What you will do ->
Go through the records below and copy out every line that contains the word "Rename".

Stored data ->
-- -- --

Issue #633, opened 2019-12-02
Support for kork-plugins


robzienert:
I took a brief dive through Keel to figure out what would be needed to set it up for plugins. From the quick perusal, there's a lot that needs to be done for MVP. I'm writing this issue up to first set context of restrictions, and then have outlined what I've identified so far as needing to change to support plugins for Vetos and Constraints. I haven't gotten far enough to evaluate what it'd take for Resources, but I assume it wouldn't be far off.

This is meant as a collection of thoughts. I'd love to get a conversation going and land on something most are happy-ish with.

# Context

Today, `kork-plugins` only supports local plugins, which are loaded into a child `ClassLoader`. The implication of this is that dependencies that are shared between the parent `ClassLoader` and the plugin must be the same (down to the exact version), lest runtime errors occur when trying to invoke objects that share an interface or class, but versions differ. 

The implication of this is that Spinnaker plugin contracts must have as few dependencies as possible to limit the chance of plugin breakages between service version changes.

This means that the plugin API module must: 1) Be defined in Java, and 2) have little to no dependencies outside of `kork-plugins-api`. By reducing the dependencies the plugins API, there will be less opportunity for plugins to fail between Keel version changes: Imagine Keel changing the Jackson version it uses - all plugins would immediately fail if they were using Jackson from a prior Keel version.

I explicitly pick on defining in Java because Kotlin is itself a dependency; one that we would be foisting upon any plugin developer. Plugin developers may write their plugins in Kotlin, so existing plugins (e.g. EC2, Titus) in Keel need not be refactored to Java.

The work I'm proposing is what I'd recommend as minimally viable, to introduce plugins with as little impact to existing code today, while not sacrificing a good plugin experience. Since we don't know exactly what a "good plugin experience" is yet, it means we need to be judicious to the point of strict in what we allow to leak into the plugin contract.

# Work

- [x] Rename `keel-api` to `keel-web`. This is to fall inline with other services in the ecosystem, where plugin contracts are defined in `{service}-api`. We need less organizational fragmentation across our services, but I'm open to naming `keel-web` to something else if a compelling argument can be made for changing the other service modules similarly.
- [ ] Refactor the classes and interfaces defined within `keel-core` (`com.netflix.spinnaker.keel.api`) to Java and move to `keel-api` module. Jackson cannot come along for the ride, so `keel-core` may need to have some glue code written to shim. See `appendix1`
[...]

PR #664, opened 2019-12-11
refactor(web): Rename keel-api module to keel-web

robzienert:
Small change to make the Keel project more closely adhere to the rest of the Spinnaker project organizationally. Other services use `{service}-api` module to define plugin extension points.

See https://github.com/spinnaker/keel/issues/633


keel-core-test/README.md
```diff
@@ -1,3 +1,3 @@
-# keel-api-tck
+# keel-core-tck
```
robfletcher: ha, that's not even right. Apparently I did call this `keel-api` at some stage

-- -- --

Result of the task ->
- [x] Rename `keel-api` to `keel-web`. This is to fall inline with other services in the ecosystem, where plugin contracts are defined in `{service}-api`. We need less organizational fragmentation across our services, but I'm open to naming `keel-web` to something else if a compelling argument can be made for changing the other service modules similarly.
refactor(web): Rename keel-api module to keel-web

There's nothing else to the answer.